Forum: Customer Support

How to connect via Tor?

How to connect to OFS server via Tor network?

This should be possible via a generic solution like 'torify', but there are often application-specific caveats, hence asking.

Hi Teddy,

Thanks for your inquiry. TOR of course provides IP address obfuscation. Our goal was to provide obfuscation of IP addresses by default, whether or not a user is connecting through a service such as TOR, via a VPN, an XMPP proxy, or the like.

This is accomplished through PageKites. A PageKite has a front-end and a back-end, and works like a reverse gender-changer. User clients connect to the front-end. The back-end connects to the front-end, and forwards packets sent by the front-end to the server (what TOR calls a hidden service). The connection between user and front-end is encrypted, and so is the connection between the ends of the kite. In addition, there is also encryption end-to-end between the user's client and the server.

As a result of this architecture:

  • The user's IP address is only seen by the PageKite front-end.
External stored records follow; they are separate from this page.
PR #1818, opened 2020-01-24
Introduced DocumentSelection#event:change:marker

scofalik:

Feature: Introduced `DocumentSelection#event:change:marker`. Closes ckeditor/ckeditor5#6133.

### DIFF
--- a/tests/model/documentselection.js
+++ b/tests/model/documentselection.js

The server being connected to cannot see it (as with TOR).
  • The PageKite front-end does not know the IP address of the server.
  • The PageKite front-end does not even contain the IP address of the back-end, because the connection is established from back to front using a configured keypair.
  • Neither end of the PageKite can decrypt user traffic (as with TOR relay nodes).
  • In fact, the server does not have any public-facing IP addresses (unlike a .onion server). The only public IPs are on the front-ends.
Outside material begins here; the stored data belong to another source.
PR #1820, opened 2020-01-28
I/6154: Allow selection on object element (ie. on table cells)

jodator:

Enhancement: Allow selection on object elements. Closes ckeditor/ckeditor5#6154.

---

### Additional information

* This PR introduces required selection post-fixer changes for table selection.

* Those are a minimal engine changes required to allow multi-range selection on object elements (table cells).

* Two tests in [image](https://github.com/ckeditor/ckeditor5-image/pull/341) and [table](https://github.com/ckeditor/ckeditor5-table/pull/229) were required update because a test case:

```html
[]<object></object>
```

was post-fixed by proposed post-fixer to:

```html
[<object></object>]
```

fixed to:

```html
<paragraph>[]</paragraph><object></object>
```

This case might need to be checked wheter it is OK or not.

Sub PRs:

- https://github.com/ckeditor/ckeditor5-image/pull/341
- https://github.com/ckeditor/ckeditor5-table/pull/229


tests/model/utils/selection-post-fixer.js
```diff
@@ -593,13 +596,57 @@ describe( 'Selection post-fixer', () => {
...
+						'</tableRow>' +
+						'<tableRow>' +
+							'[<tableCell><paragraph>c</paragraph></tableCell>]' +
+							'<tableCell><paragraph>d</paragraph></tableCell>' +
+					'</tableRow>' +
+					'</table>'
+				);
+			} );
+
+			it( 'should allow selection on block - limit element', () => {
```
Reinmar: Allow or not? Cause I can see this selection is fixed.

tests/model/utils/selection-post-fixer.js
```diff
@@ -907,7 +954,7 @@ describe( 'Selection post-fixer', () => {
 				expect( getModelData( model ) ).to.equal( '<paragraph>foob[a]r</paragraph>' );
 			} );
 
-			it( 'should not fix #2', () => {
+			it( 'should not fix #2 (inline widget selected)', () => {
```
Reinmar: Consistency: you use parenthesis here. In other tests you use a dash.

tests/model/utils/selection-post-fixer.js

So it's impossible for the server to determine the client's IP, and vice versa. We believe this is actually more secure than using TOR, and accomplishes the same objective.
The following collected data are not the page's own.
PR #1829, opened 2020-03-06
i/6364: Implemented the Range#getContainedElement() method.

oleq:

Feature: Implemented the model `Range#getContainedElement()` method. Closes ckeditor/ckeditor5#6364.

---

### Additional information

**Next up**: A PR to merge that takes advantage of the changes (https://github.com/ckeditor/ckeditor5-table/pull/264)

### DIFF
--- a/src/model/range.js
+++ b/src/model/range.js
@@ -502,8 +502,9 @@ export default class Range {
 	}
 
 	/**
-	 * Returns an element contained by a range. The element will be returned when it is the **only** node
-	 * within the range and **fully–contained** at the same time.
+	 * Returns an {@link module:engine/model/element~Element Element} contained by a range.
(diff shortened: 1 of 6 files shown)


Reinmar:
I'd rather have a symmetry here, between the model and the view. Even if we won't use this method in the view for now, there's a great chance that we or someone else will need it.

src/model/range.js
```diff
@@ -501,6 +501,27 @@ export default class Range {
 		return this.start.getCommonAncestor( this.end );
 	}
 
+	/**
+	 * Returns an element contained by a range. The element will be returned when it is the **only** node
```
Reinmar:
```suggestion
	 * Returns an element contained by the range. The element will be returned when it is the **only** node
```

oleq:
All done and ready for another round of review.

Now, if on top of that you wish to add more indirection, then you would need to insert it between your computer and the PageKite front-end. These available front-ends are listed in the client in the Connection menu. If you established a route through a VPN or through TOR to those host:port combinations, you would then have an additional level of protection.

Hope this helps!

With regard to the Connections menu, it exists in the webapp clients. In the SVSpark app, it exists via the gateway drop-down list on the front/login page.